= Stephen A. Metcalf =

British Protestant missionary to Japan

Stephen Arnold Metcalf (23 October 1927 – 7 June 2014) was a British Protestant missionary to Japan, the son of George Edgar Metcalf and Elizabeth Mary (Donnelly) Metcalf, China Inland Mission missionaries to the Eastern Lisu/Lipo minority of Yunnan Province. He was born in Kunming, China.

==China==
Metcalf was educated at Chefoo School, the China Inland Mission school in Yantai, Shandong Province. On 5 November 1942 the school was closed by the Japanese occupying army and the staff and pupils interned in an American Presbyterian mission compound on Temple Hill, Yantai. Metcalf was amongst those interned and had no contact with his parents and his elder sister, Ruth (b. 24 June 1924, d. 18 January 2010), until his release in 1945. While in this POW camp, Metcalf made a Christian commitment.

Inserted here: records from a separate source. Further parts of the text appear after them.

PR #360, opened 2020-08-07
Minor fixes to libsmm_acc/transpose

shoshijak:


oschuett:
The change in https://github.com/cp2k/dbcsr/pull/360/commits/9bdf8f0a702d9519fd273fb56d13aef334e0007b seems like it's fixing an actual bug. Could that be the root cause for https://github.com/cp2k/cp2k/issues/893 or https://github.com/cp2k/cp2k/issues/911?

shoshijak:
> The change in 9bdf8f0 seems like it's fixing an actual bug. Could that be the root cause for cp2k/cp2k#893 or cp2k/cp2k#911?

No, because the changes in 9bdf8f0 are just fixing a previous commit of this same PR, namely f6b9b4174fda5e528aadf2981c00ff24a81378c7. 
Upon reflection, I should have squashed these 2 commits.

alazzaro:
@oschuett
The two problems are very hidden... I did several testings to try to make a small reproducer. So far I found that there is a problem with threading communicating to the GPU only for a specific GPU kernel. I hope it is not a problem on the CUDA code itself...
Next step is to use thread-checker and see if we are lucky... The problem is that there are several false-positive... I hope to have time in September to finalize it.

oschuett:
> The two problems are very hidden... 

@alazzaro thanks for keeping on it! Yes, race conditions as a real pain. Could you narrow down the commit range?

shoshijak:
Merging this, since the one check that does not pass is due to a failed `Upload coverage info to codecov`.

PR #381, opened 2020-10-01
Refactor acc blas

shoshijak:
Until now, cu/hipblas was handled by DBCSR, while libsmm_acc (DBCSR's GPU backend) was completely separate from cu/hipblas. 

This PR makes cu/hipblas the responsibility of libsmm_acc.

- This is an improvement from the point of view of separation of concerns: libsmm_acc now handles all of the GPU acceleration, including cu/hipblas. This means that libsmm_acc can handle deciding whether to multiply a block using its custom kernels or cu/hipblas, instead of leaving this decision up to DBCSR's Fortran code as is currently the case.
- Removes the additional round trip to Fortran in dbcsr_acc_operations.F. Now, libsmm_acc simply calls cu/hipblas directly.
- LOC is reduced, because we removed `dbcsr/src/acc/cublaswrap/` and `dbcsr/src/acc/hipblaswrap/`


shoshijak:
The ROCm test that doesn't pass here in the CI, does pass when I use cmake with the Makefile generator rather than the Ninja generator. Looks like this is due to Ninja handling relative paths differently than Make does. 

@dev-zero is it crucial that we can build with Ninja, or could Make be enough?

src/acc/libsmm_acc/CMakeLists.txt
```diff
@@ -62,8 +62,10 @@ else () # i.e. USE_HIP
   set_source_files_properties(${LIBSMM_ACC_SRC_FILES} PROPERTIES HIP_SOURCE_PROPERTY_FORMAT 1)
   # hip_add_library does not support OBJECT libraries. For this reason, we are forced to use a static library
   hip_add_library(libsmm_acc STATIC ${LIBSMM_ACC_FILES})
+  target_include_directories(libsmm_acc PUBLIC ${HIP_PATH}/../include)
```
dev-zero, line 65: does this have to be `PUBLIC`?

src/mm/dbcsr_acc_operations.F
```diff
@@ -226,9 +170,9 @@ SUBROUTINE dbcsr_acc_transpose(trs_stack, offset, nblks, datatype, buffer, m, n,
       IF (careful_mod) CALL timeset(routineN, error_handle)
       istat = 0
 
-      ! Limits the call to small kernels
-      IF (m .LE. max_kernel_dim .AND. &
-          n .LE. max_kernel_dim) THEN
+      ! Call batched in-place transpose in libsmm_acc
+      IF (m .LE. 80 .AND. &
+          n .LE. 80) THEN
```
dev-zero, line 175: here we are losing documentation and introduce a magic constant, maybe introduce a `parameter` for that and document it?

dev-zero:
only some minor comments, otherwise LGTM, thanks!

src/acc/libsmm_acc/CMakeLists.txt
shoshijak: I just tested with `PRIVATE` and `INTERFACE`, both of which fail. So, yes.

src/mm/dbcsr_acc_operations.F
shoshijak: Good catch, I'll fix this ...

src/acc/libsmm_acc/CMakeLists.txt
dev-zero: Interesting, was it the examples/tests or dbcsr itself?

shoshijak: the compilation fails in the tests, yes

dev-zero: I see. For the tests we leak the CUDA/HIP headers through `libsmm_acc.h`, but as far as I can see that tests anyway bypass DBCSR and directly accesses `libsmm_acc`, hence the requirement for the CUDA/HIP headers.
For CUDA it seems we used the following in `tests/CMakeLists.txt` instead of exposing the include directory via a `PUBLIC` attribute:

```
      target_include_directories(
        ${libsmm_acc_test} PRIVATE ${CMAKE_CUDA_TOOLKIT_INCLUDE_DIRECTORIES})
```

In the end, I am not sure whether it is worthwhile to follow this scheme to reduce the number of external include directories/libraries a consumer of the DBCSR library sees (what happens when we add a dependency with the `PUBLIC` attribute) or whether I am overly conscious about this stuff.

src/mm/dbcsr_acc_operations.F
shoshijak: fixed in commit 7a90508

src/acc/libsmm_acc/CMakeLists.txt
shoshijak: No, I don't think you're being overly conscious, what you say makes a lot of sense. 
I just haven't been putting as much time and effort in the HIP backend's cmake, because HIP changes quite a bit with each new ROCm release, and still misses some cmake features important to us (e.g. support for object libraries). But I'll go ahead and fix what you pointed out, let's not let this get too messy ;)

In September 1943 the Temple Hill civilian internment camp was closed and the internees moved to another camp at Weihsien (Weifang), Shandong Province. At Weihsien, Metcalf was befriended by Eric Liddell, the Olympic medallist, and greatly influenced by Liddell's attitude to the Japanese to pray for his captors. Just prior to his death Liddell gave Metcalf, a keen runner, his running shoes. Metcalf was a coffin bearer at Liddell's funeral in the camp in February 1945 and at the ceremony committed himself to serve as a missionary in Japan. The Weihsien civilian internment camp was liberated on 17 August 1945.

==Australia==
In 1945 Metcalf relocated to Australia in November 1945 and trained at Melbourne Bible College. He was accepted by OMF International as a missionary to Japan in 1952. His sister, Ruth, was also accepted as a missionary by OMF International and served in Thailand from 1952 to 1965. In 1948, he graduated from Melbourne Bible College cum laude.

==Japan==
Metcalf arrived in Japan in November 1952 and entered the OMF International language school at Karuizawa, Honshu. In 1953 he was designated to work in Aomori Prefecture, planting new churches. On 3 July 1957 he married Evelyn Robinson, an OMF International missionary from Northern Ireland. They have five children, four boys and one girl. They were responsible for the successful establishing and consolidation of new churches in several towns of Aomori Prefecture, in Otaru (Hokkaido), Hachinohe (Honshu), Sendai (Honshu) and Urayasu city, Tokyo.

==UK==
The Metcalfs retired from missionary service in Japan in August 1990, with over seventy years of service between them. In retirement Metcalf served in ministry with the Japan Christian Fellowship, London, for a further fifteen years. In 2005 he delivered the Eric Liddell Memorial Speech at the sixtieth anniversary of liberation of the Weishien civilian internment camp. He has been the subject of two biographies – Take the Torch Shining in the Dark, published 2005 in Japanese, and In Japan the Crickets Cry, published 2010 – and has featured in TV programmes and documentaries about Eric Liddell.